Voltou a enrolar as radiografias em canudo e as guardou na mochila, agora sem preocupação de que amassassem. Definitivamente não queria mais pisar os pés naquele consultório nem ver a cara daquele médico. Saiu caminhando pelas ruas do centro da cidade. A mãe iria questionar seu gesto desarvorado de sair sem ter sido atendido. Pensou numa desculpa. Muita gente, urgências chegando, teve que dar a vez a uma senhora – e isso nem era mentira. A mãe. Limpe os pés, lave as mãos, estique o lençol, tire os cotovelos da mesa, não mastigue de boca aberta, não molhe a borracha de saliva, não risque o livro de caneta. A mãe. É para o seu bem, não reclame, coma tudo, engula o choro, não deixe o gato subir na cama. Nessa tarde ele não voltaria ao trabalho. O pai sabia dos exames. Entenderia a demora. O pai. Outra casa, outra mulher, outros filhos, irmãos pela metade, sem nenhum afeto. O pai. Um homem trabalhador, a quem obedecia, mas não amava. Seu pai, seu patrão, carreira promissora como gerente exemplar na rica empresa de limpeza industrial.

Andando a esmo, sentiu-se confuso, talvez percebendo a proximidade da culpa pelo que fizera. Detestava a sensação de culpa, mas vivia dentro dela. Culpa de ter cursado administração de empresas e não veterinária; de ter silenciado, por medo de um não, ao amor que sentira na adolescência; de ser como era, de ser quem era, com esse nome estranho: Astreu. Alvo de gozações desde criança. Astreu, tua língua o gato comeu. Astreu, pega no meu. Mas era o mesmo nome do avô, a quem ele adorava. Por isso nunca reclamara. O avô. Vivia sozinho num sítio, de onde nunca quisera sair. Vô Astreu. Esse sim, era feliz, longe dessa imundície de cidade corrupta. Um ganido lancinante o tirou das lembranças do avô e ele viu o cão de rua sair se arrastando, curvado ao meio, uivando de dor depois do brutal chute nas costelas dado pelo homem da fruteira. Nunca tinha reagido assim, mas num impulso gritou ao outro que fosse chutar a própria mãe. Babaca! Covarde! Monstro! Covarde!

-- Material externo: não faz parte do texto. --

PR #228, opened 2023-03-05
Improve interoperabilitiy of IPath and Java's io.File/nio.Path

HannesWell:
This PR adds a convenient factory method to obtain an IPath from a `java.io.File` or `java.nio.file.Path`.

It is already possible to convert an IPath to a io.File and with PR #223 another method to convert to nio.Path is about to be added, but the other way around is currently missing and I usually to something like the following:
```
Path.fromOSString(file/path.toString())
```
The current implementation mimics that, but if necessary or beneficial the segments and device could be queried from the nio.path directly to avoid parsing a string.

In general I wonder if it would be better to add those methods in the IPath interface? And maybe move the other factories as well, at least those that return an IPath.

### DIFF
--- a/bundles/org.eclipse.equinox.common/src/org/eclipse/core/runtime/Path.java
+++ b/bundles/org.eclipse.equinox.common/src/org/eclipse/core/runtime/Path.java
@@ -1,5 +1,5 @@
 /*******************************************************************************
- * Copyright (c) 2000, 2022 IBM Corporation and others.
+ * Copyright (c) 2000, 2023 IBM Corporation and others.
  *
  * This program and the accompanying materials
  * are made available under the terms of the Eclipse Public License 2.0
@@ -80,34 +80,47 @@ public final class Path implements IPath, Cloneable {
 	/** flags indicating separators (has leading, is UNC, has trailing, is for Windows) */
 	private final byte flags;
 
-	/** 
-	 * Constructs a new path from the given string path.
-	 * The string path must represent a valid file system path
-	 * on the local file system. 
-	 * The path is canonicalized and double slashes are removed
-	 * except at the beginning. (to handle UNC paths). All forward
-	 * slashes ('/') are treated as segment delimiters, and any
-	 * segment and device delimiters for the local file system are
-	 * also respected.
+	/**
+	 * Constructs a new path from the given string path. The string path must
+	 * represent a valid file system path on the local file system. The path is
+	 * canonicalized and double slashes are removed except at the beginning. (to
+	 * handle UNC paths). All forward slashes ('/') are treated as segment
+	 * delimiters, and any segment and device delimiters for the local file system
+	 * are also respected.
+	 * <p>
+	 * Instead of calling this method it is recommended to call
+	 * {@link IPath#fromOSString(String)} instead.
+	 * </p>
 	 *
-	 * @param pathString the portable string path
+	 * @param pathString the operating-system specific string path
+	 * @return the IPath representing the given OS specific string path
 	 * @see IPath#toPortableString()
+	 * @see IPath#fromOSString(String)
 	 * @since 3.1
 	 */
 	public static IPath fromOSString(String pathString) {
-		return new Path(pathString);
+		return IPath.fromOSString(pathString);
 	}
 
-	/** 
-	 * Constructs a new path from the given path string.
-	 * The path string must have been produced by a previous
-	 * call to <code>IPath.toPortableString</code>.
+	/**
+	 * Constructs a new path from the given path string. The path string must have
+	 * been produced by a previous call to <code>IPath.toPortableString</code>.
+	 * <p>
+	 * Instead of calling this method it is recommended to call
+	 * {@link IPath#fromPortableString(String)} instead.
+	 * </p>
 	 *
 	 * @param pathString the portable path string
+	 * @return the IPath representing the given portable string path
 	 * @see IPath#toPortableString()
+	 * @see IPath#fromPortableString(String)
 	 * @since 3.1
 	 */
 	public static IPath fromPortableString(String pathString) {
+		return IPath.fromPortableString(pathString);
+	}
+
+	static IPath parsePortableString(String pathString) {
 		int firstMatch = pathString.indexOf(DEVICE_SEPARATOR) + 1;
 		//no extra work required if no device characters
 		if (firstMatch <= 0)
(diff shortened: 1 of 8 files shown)


HannesWell:
This PR now also contains the changes from the abandoned PR https://github.com/eclipse-equinox/equinox/pull/223


> In general I wonder if it would be better to add those methods in the IPath interface? And maybe move the other factories as well, at least those that return an IPath.

Furthermore I now also integrated that part and added the new `fromFile/fromPath()` factory methods to the IPath interface.
What do the others think about this move? 
The most debatable part is probably the deprecation of the factories in the Path class. Are the others fine with that, do you think we should keep them forever or keep but deprecate them an remove them after an extended deprecation period?
One reason why I would like to have the factories in IPath is that, if one uses java.nio.Path the simple class-name collides with eclipse' Path class.
In general I wonder why there is an interface IPath (that clients should not implement) with only one implementation Path and both are part of the public API? IMHO that just makes thinks more complicated, but I guess it is like this for historic reasons?
Today we would probably just use the nio.Path API and provide a custom nio.FileSystem in o.e.core.resources for the workspace/platform resources.

HannesWell:
@merks @laeubi @iloveeclipse @vogella what do you think about this suggestion?

iloveeclipse:
> what do you think about this suggestion?

Which exactly? There were many questions asked, but I don't know which is supposed to be a suggestion?

HannesWell:
> > what do you think about this suggestion?
> 
> Which exactly? There were many questions asked, but I don't know which is supposed to be a suggestion? 

This change as a whole, what goes beyond #223.
Especially moving the IPath factory to the IPath Interface and deprecating the old methods in Path.
Of course also the Addition of new factory methods from File/nio.Path.

vogella:
LGTM

vogella:
I'm currently re-writting some internal code to Java 17 for which these methods would be really nice. 

@HannesWell is this one ready from your side?

HannesWell:
Glad you like the idea.
If everybody is fine with deprecating and removing the old methods after two years I would like to make the new methods completely independent of the deprecated ones so that when the derecation period is over, then can just be deleted.

And I should add some tests for the new API (probably just replace the old by the new API) and should make the new methods.

But I would first like to reach consensus on the new API and deprecation of the old methods.

vogella:
> Glad you like the idea. If everybody is fine with deprecating and removing the old methods after two years I would like to make the new methods completely independent of the deprecated ones so that when the derecation period is over, then can just be deleted.

Sounds good.
 
> And I should add some tests for the new API (probably just replace the old by the new API) and should make the new methods.

Sounds also great

HannesWell:
> > Glad you like the idea. If everybody is fine with deprecating and removing the old methods after two years I would like to make the new methods completely independent of the deprecated ones so that when the derecation period is over, then can just be deleted.
> 
> Sounds good.
> 
> > And I should add some tests for the new API (probably just replace the old by the new API) and should make the new methods.
> 
> Sounds also great

Did both now so for me this is ready, time for reviews. :)

bundles/org.eclipse.equinox.common/src/org/eclipse/core/runtime/Path.java
```diff
@@ -90,10 +90,13 @@ public final class Path implements IPath, Cloneable {
...
 	 * also respected.
 	 *
-	 * @param pathString the portable string path
+	 * @param pathString the operating-system specific string path
+	 * @return the IPath representing the given OS specific string path
 	 * @see IPath#toPortableString()
 	 * @since 3.1
+	 * @deprecated use {@link IPath#fromOSString(String)} instead
 	 */
+	@Deprecated(since = "3.18", forRemoval = true)
```
iloveeclipse, line 99: I'm not happy about `forRemoval = true` here and below.
I see ~250 references in my SDK workspace and ~50 references in our product.

While the move from Path to IPath might be OK, but deleting this here seem to be not really justified, considering amount of existing code that uses the old API.

iloveeclipse (changes requested):
In general, sounds good.

bundles/org.eclipse.equinox.common/src/org/eclipse/core/runtime/Path.java
merks: Yes, I dread dealing with such things.  All my projects want to work on older versions of Eclipse and all my projects want to be warning free tomorrow, so I will need to create utilities to isolate such things if there really is a threat of removal.  I am not likely to be the only one with such a concern and need.

vogella:
@HannesWell I suggest to remove the forRemoval for now and only deprecate the method. This should help users to migrate to the new alternative.

mickaelistria:
> I suggest to remove the forRemoval for now and only deprecate the method. This should help users to migrate to the new alternative.

Even deprecating is IMO a bad idea as long as there are consumers of this method in Platform/SDK code base. Annotating with a `@seealso` and documenting clearly that another method can and should be used instead would be good enough for deprecation candidates, and then we should work on making the Platform/SDK code not using the deprecated method at all, and only then, we can fairly and relatively safely deprecate.

bundles/org.eclipse.equinox.common/src/org/eclipse/core/runtime/Path.java
tjwatson: I agree with others.  We should not mark this for removal at this time.

HannesWell:
I'm fine with removing the `forRemoval` for now, but would be in favor to eventually remove the deprecated methods after an extended deprecation-period. (how long should that be? Five years, ten years?). Otherwise we have another zombie like `SubProgressMonitor`.



> > I suggest to remove the forRemoval for now and only deprecate the method. This should help users to migrate to the new alternative.
> 
> Even deprecating is IMO a bad idea as long as there are consumers of this method in Platform/SDK code base. Annotating with a `@seealso` and documenting clearly that another method can and should be used instead would be good enough for deprecation candidates, and then we should work on making the Platform/SDK code not using the deprecated method at all, and only then, we can fairly and relatively safely deprecate.

In general I agree, but in this case I'm relatively confident that the migration should be simple (some tedious work, but not complicated). Therefore I would like to save the extra step and deprecate it immediately.
If, contrary to expectations, problems should arise during migration we can still un-deprecate the methods.


> My only concern is that fromPath/toPath doesn't make it clear to me it's about Java Path not equinox one but as I can't think of better I think it's fine. E.g. I thought about from[Java|JVM]Path/to[Java|JVM]Path or some similar more specific one but it looks worse to me.

Yes I had the same concern and came to the same conclusion. Another alternative would be to use `fromNIOPath()/toNIOPath()` but that also seemed strange to me. Therefore I just stuck with `fromPath/toPath()` and with `fromFile/toFile()` in mind I think that is consistent after all.

mickaelistria:
> In general I agree, but in this case I'm relatively confident that the migration should be simple (some tedious work, but not complicated). Therefore I would like to save the extra step and deprecate it immediately.

If there is no-one willing to do the tedious work before deprecating, then it's unlikely someone do it later so the deprecated methods will forever be referenced and will never be removed.
On the contrary, if the tedious work is done right now, it gives the opportunity to deprecate without introducing new warnings in Platform and give a good example of how other can mitigate the deprecation.

Removing internal references to deprecated method is not a technical requirement, it's more an organizational one: the fact that we don't want to remove the existing references right now is maybe a sign that it's not worth deprecating the method at all...

HannesWell:
> > In general I agree, but in this case I'm relatively confident that the migration should be simple (some tedious work, but not complicated). Therefore I would like to save the extra step and deprecate it immediately.
> 
> If there is no-one willing to do the tedious work before deprecating, then it's unlikely someone do it later so the deprecated methods will forever be referenced and will never be removed. On the contrary, if the tedious work is done right now, it gives the opportunity to deprecate without introducing new warnings in Platform and give a good example of how other can mitigate the deprecation.

I believe you miss understood me. I never said that I'm not willing to do the tedious work (nevertheless help would be highly appreciated). When I said I want to save extra work I was referring to saving extra work, I meant the split about introducing a new method and deprecating the old one. Of course one can not migrate before the new method is available.

In order to come to a consensus, I now went for the clean way and just added a note that it is recommended to use the IPath counterparts. Everything else can be discussed after the migration.

@iloveeclipse, @merks do you want to add your reviews?

merks:
If all the methods you'd like to deprecate in favor of the corresponding new IPath methods were actually already implemented to delegate to the IPath method, would one be able to "fix" any specific caller simply by in-lining (Alt-Shift-I) the call?  After all, if you were eventually to delete them, the implementations would have to be elsewhere.  Just asking...

HannesWell:
> If all the methods you'd like to deprecate in favor of the corresponding new IPath methods were actually already implemented to delegate to the IPath method, would one be able to "fix" any specific caller simply by in-lining (Alt-Shift-I) the call? After all, if you were eventually to delete them, the implementations would have to be elsewhere.

Good suggestion. Implemented that.

iloveeclipse (approved):
LGTM.

mickaelistria (approved):
Better methods, better behavior, no deprecation left to debate, so good for me as well ;)

vogella:
Very nice, thanks @HannesWell

HannesWell:
Created a small follow up, to also add an `EMPTY` and `ROOT` constant to IPath: 
https://github.com/eclipse-equinox/equinox/pull/259

PR #231, opened 2023-03-07
Switch build JVM to Temurin

akurtakov:
So we get latest 17.x


akurtakov:
Version bump issue to be further worked on once we get first I build.

Issue #236, opened 2023-03-21
HelpWanted | NativeCodeFinder only finds libraries from the host bundle


krooq:
Hi,

I'm trying to load a library from a fragment using the Bundle-NativeCode header.
The library fails to load, when I debug all the way through I find that the `NativeCodeFinder` seems to only return library paths from the host bundle in its `findBundleNativeCode` method.
My guess is that the `nativeCode.get(0)` sections in the method are just a typo or something that should instead refer to the moduleWire loop variable but that's just a guess.

This is all I can discern and tbh I don't really know if I'm even doing it right.  
It seems odd that this feature would be broken since a main use case for fragments is this loading of different native libs.. 
There doesn't seem to be any documentation on how to configure the Bundle-NativeCode hearder differently for a fragment compared to a regular plugin so I just assume its the same but there are only 2 SO articles kind of related to this problem and they don't seem to provide concrete solutions.

PR #238, opened 2023-03-23
Fix native code issue

tjwatson:
Fixes issue #236

### DIFF
--- a/bundles/org.eclipse.osgi.tests/META-INF/MANIFEST.MF
+++ b/bundles/org.eclipse.osgi.tests/META-INF/MANIFEST.MF
@@ -2,7 +2,7 @@ Manifest-Version: 1.0
 Bundle-ManifestVersion: 2
 Bundle-Name: Core OSGi Tests
 Bundle-SymbolicName: org.eclipse.osgi.tests;singleton:=true
-Bundle-Version: 3.16.1000.qualifier
+Bundle-Version: 3.18.400.qualifier
 Bundle-Vendor: Eclipse.org
 Require-Bundle: 
  org.eclipse.core.runtime,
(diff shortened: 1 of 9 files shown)


tjwatson:
@laeubi do you understand why the `Build Equinox / build (pull_request)` build is failing to build `org.eclipse.osgi.tests` with errors like this:
```
Error:  Failed to execute goal org.eclipse.tycho:tycho-compiler-plugin:4.0.0-SNAPSHOT:compile (default-compile) on project org.eclipse.osgi.tests: Compilation failure: Compilation failure: 
Error:  /home/runner/work/equinox/equinox/bundles/org.eclipse.osgi.tests/src/org/eclipse/osgi/tests/appadmin/FailedApp.java:[16] 
Error:  	import org.eclipse.equinox.app.IApplication;
Error:  	       ^^^^^^^^^^^^^^^^^^^^^^^
Error:  The import org.eclipse.equinox.app cannot be resolved
```
The jenkins build does not fail the same way.

tjwatson:
@krooq This PR has been merged.  There should be a nightly build done this evening with the fix.  It would be good if you could test out the fix in your environment.

krooq:
Thanks so much for jumping on this, and so quickly too!
Looks like the build is still failing.
Also I'm not really sure how to test this in my environment as it's a transitive dependency of something, it might be a little hard to for me to figure out how to get it to resolve the source version.. but I'll give it a go.

tjwatson:
> Thanks so much for jumping on this, and so quickly too! Looks like the build is still failing. Also I'm not really sure how to test this in my environment as it's a transitive dependency of something, it might be a little hard to for me to figure out how to get it to resolve the source version.. but I'll give it a go.

https://download.eclipse.org/eclipse/downloads/drops4/I20230323-1800/ has the fix if you can download and use that Eclipse SDK with your set of bundles/plugins.

If that is difficult to do I think you could just overwrite your installation of `org.eclipse.osgi` located in the plugins folder with the version from this build and then run with -clean.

O homem da fruteira pegou um porrete e veio em sua direção. Era imenso. Vermelho e imenso. E o porrete na mão, olhos injetados de ódio, praguejando de volta sua fúria contra o rapaz franzino que ousara desafiá-lo. Um rapaz que não arredara pé do lugar, ali, do outro lado da rua, sustentando na boca raivosa o vil xingamento de covarde, covarde, e a mãe no meio. Ah, esse moleque besta vai receber sua lição, vai sim. Vai saber quem é babaca, quem é covarde. Vai latir mais do que o cachorro sarnento que ele quis defender. É melhor correr, desgraçado! Vamos, corre. Corre, senão vou ter que te arrebentar. Vou te cobrir de pau, sacana. Não vai correr? Quer me diminuir? Então quer me encarar? Toma, toma, toma, toma, seu cachorro. Não vai gritar? Toma outra, toma mais...

Tudo muito rápido. Um zunido na cabeça, se afinando, afinando, até sumir. O silêncio e o branco. Depois o verde. Mato? Água? Vô Astreu o ensinando a nadar. O riacho morno correndo, passando através de si. Ele mesmo uma fonte quente. Tudo ficando mais longe. Tudo indo e vindo. Noite e dia, de repente. Fiapos de vozes. No meio do branco, o avô sentado na porta da casa de madeira. Ele no colo do avô. Ecos da passarada ao anoitecer. Ninhos nas árvores, bichos andando soltos, felizes, entre arbustos e flores. A vida inteira feliz. Ele voando. Um mundo perfeito.